■ **Exercise materials**
PR #1135, opened 2025-05-09
Skip powerbtn_test due flakiness.

ser-io:


cjreynol:
Too much effort for one test, but if we start accumulating some amount of skipped tests due to flakiness we can make a new workflow job for them and just leave that particular check out of the "required" list for merging a PR.  Then we are still running them for potentially useful feedback, but they become non-blocking when flaking.

ser-io:
> Too much effort for one test, but if we start accumulating some amount of skipped tests due to flakiness we can make a new workflow job for them and just leave that particular check out of the "required" list for merging a PR. Then we are still running them for potentially useful feedback, but they become non-blocking when flaking.

Good point, however, for this case specifically, I think there's room for improvement, I'll discuss with the team if there's a more reliable way to assert the power button was pressed.

cjreynol (approved):

PR #1136, opened 2025-05-09
Build and package adb

adelva1984:
Heavily stripped source tree and build rules to build just the host adb binary/server and not the host adbd or target versions.

Dependency on libziparchive is removed and replaced with libzip code in incremental_utils.cpp, similar to fastboot.

The adb fastdeploy feature is removed, as it could not be disabled at compile time and depended on building jar files with Android dependencies that were bin2c'ed into the adb binary. Fortunately, fastdeploy is not enabled by default and is not required.

Bug: 402283039


base/cvd/cuttlefish/package/BUILD.bazel
```diff
@@ -5,6 +5,7 @@ package_files(
     executable = "cuttlefish-common/bin/cvd",
     package_file_to_src = {
         "cuttlefish-common/bin/acloud_translator": "//cuttlefish/host/commands/acloud_translator",
+	"cuttlefish-common/bin/adb": "//adb:adb",
```
jemoreira, line 8: nit: align

jemoreira (approved):

PR #1138, opened 2025-05-09
Move tests out of `//cuttlefish/host/commands/cvd/unittests`

Databean:
The [style guide](https://google.github.io/styleguide/cppguide.html#Names_and_Order_of_Includes) implies unit tests should be in the same directory.

Additionally, this makes it possible to run `bazel test :all` in the relevant directories while editing the source files.


cjreynol (approved):

ser-io (approved):

Databean:
Thanks for reviewing!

■ **Task goal**
This exercise asks for the line with "Build and package adb" and all lines after it through the end of the records above, retyped exactly and with nothing else.

■ **Exercise output**
Build and package adb

adelva1984:
Heavily stripped source tree and build rules to build just the host adb binary/server and not the host adbd or target versions.

Dependency on libziparchive is removed and replaced with libzip code in incremental_utils.cpp, similar to fastboot.

The adb fastdeploy feature is removed, as it could not be disabled at compile time and depended on building jar files with Android dependencies that were bin2c'ed into the adb binary. Fortunately, fastdeploy is not enabled by default and is not required.

Bug: 402283039


base/cvd/cuttlefish/package/BUILD.bazel
```diff
@@ -5,6 +5,7 @@ package_files(
     executable = "cuttlefish-common/bin/cvd",
     package_file_to_src = {
         "cuttlefish-common/bin/acloud_translator": "//cuttlefish/host/commands/acloud_translator",
+	"cuttlefish-common/bin/adb": "//adb:adb",
```
jemoreira, line 8: nit: align

jemoreira (approved):

PR #1138, opened 2025-05-09
Move tests out of `//cuttlefish/host/commands/cvd/unittests`

Databean:
The [style guide](https://google.github.io/styleguide/cppguide.html#Names_and_Order_of_Includes) implies unit tests should be in the same directory.

Additionally, this makes it possible to run `bazel test :all` in the relevant directories while editing the source files.


cjreynol (approved):

ser-io (approved):

Databean:
Thanks for reviewing!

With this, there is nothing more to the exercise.